P'tits bouts de vie

Cette maman que j’ai détesté être

Le docteur ayant émis le souhait de revoir petit Lu avant ses 3 ans pour une sombre histoire de décallotage, Papa d’amour, plus sérieux que moi en ce qui concerne les sujets médicaux, a pris rendez-vous pour jeudi dernier. 
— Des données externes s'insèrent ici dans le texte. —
PR #1245, opened 2019-04-19
libbitstream: enable fallthrough switch case

tswhison:
Add cmake C compiler check (C++ TBD) for -Werror=implicit-fallthrough=3.
With this option, placing a /* FALLTHROUGH */ comment in the switch
case in question avoids what would otherwise be a warning.

### DIFF
--- a/cmake/modules/compiler_config.cmake
+++ b/cmake/modules/compiler_config.cmake
@@ -50,6 +50,7 @@ endfunction(SET_CACHED_VARIABLE)
 # Default flags to compiler when build user-space programs.
 # Should come before enabling language.
 
+CHECK_C_COMPILER_FLAG(-Werror=implicit-fallthrough=3 COMPILER_SUPPORTS_IMPLICIT_FALLTHROUGH3)
 
 set(CMAKE_C_FLAGS_DEBUG            "-g -O0 -Wall -Wextra -Werror")
 set(CMAKE_CXX_FLAGS_DEBUG          "-g -O0 -Wall -Wextra -Werror")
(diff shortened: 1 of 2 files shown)


libbitstream/bitstream.c
```diff
@@ -177,17 +177,8 @@ STATIC void *opae_bitstream_parse_metadata(const char *metadata,
 	// version to 640/650 respectively.
 	// Allow 640/650 to serve as an alias for 1.
 	case 650:
```
asgibbons: Don't need a fallthrough here?

tswhison: It didn't seem to require it.  This was with gcc 8.x on Fedora 29.

cmake/modules/compiler_config.cmake
```diff
@@ -63,6 +64,13 @@ set(CMAKE_CXX_FLAGS_RELWITHDEBINFO "-g -O2 -Wall -Wextra -Werror")
 set(CMAKE_C_FLAGS_MINSIZEREL       "-Os -Wall -Wextra -Werror")
 set(CMAKE_CXX_FLAGS_MINSIZEREL     "-Os -Wall -Wextra -Werror")
 
+if(COMPILER_SUPPORTS_IMPLICIT_FALLTHROUGH3)
```
chipb: The GCC documentation indicates `-Wimplicit-fallthrough=3` is enabled when `-Wextra` is enabled (as it already seems to be on e.g. line 55 and 64). Can you drop this extra check?

tswhison: I tried it without, but it didn't seem to work.  The error message indicated that -Werror=implicit-fallthrough= (without the 3) was active.

chipb: Whoops. Sorry I missed your PR opening comment, but thanks for double-checking!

Lecture de Timothée chez le docteur, description de l’examen à subir, tout ça tout ça… sauf que, dans nos belles explications, nous avions omis de stipuler que les docteurs étaient parfois des bourins. En effet, nous avions promis à notre fils que le médecin allait juste regarder et nous dire si il fallait faire quelque chose par la suite. Je n’étais pas présente au rendez-vous, je n’ai pas vu, mais le compte rendu de petit Lu était sans appel : « le docteur a tiré fort sur la peau du zizi et j’ai beaucoup pleuré parce que ça faisait beaucoup mal, maman ». Je n’ai eu qu’à lever les yeux sur le visage blafard de papa d’amour pour comprendre que ça n’avait pas été une partie de rigolade. 

Sur les conseils du fameux docteur j’ai fait coulé un bain, petit Lu m’a montré son pauvre zizi tout rouge mais, contrairement à mes craintes, l’eau ne l’a pas piqué. En revanche, lorsqu’il a fallu aller faire pipi avant de se coucher c’était une autre paire de manches. Douleur, pleures, refus sans appel. On a fini par coucher petit Lu en se disant que tant pis, si accident il y avait nous changerions les draps, le matelas a une bonne à l’aise. Sauf qu’il n’y a pas eu d’accident (pourtant on aurait préféré). Le lendemain matin il refusait toujours de faire pipi. Un peu inquiet, papa d’amour à rappeler le docteur qui nous a conseillé de l’emmener aux urgences à 14h si la situation n’évoluait pas.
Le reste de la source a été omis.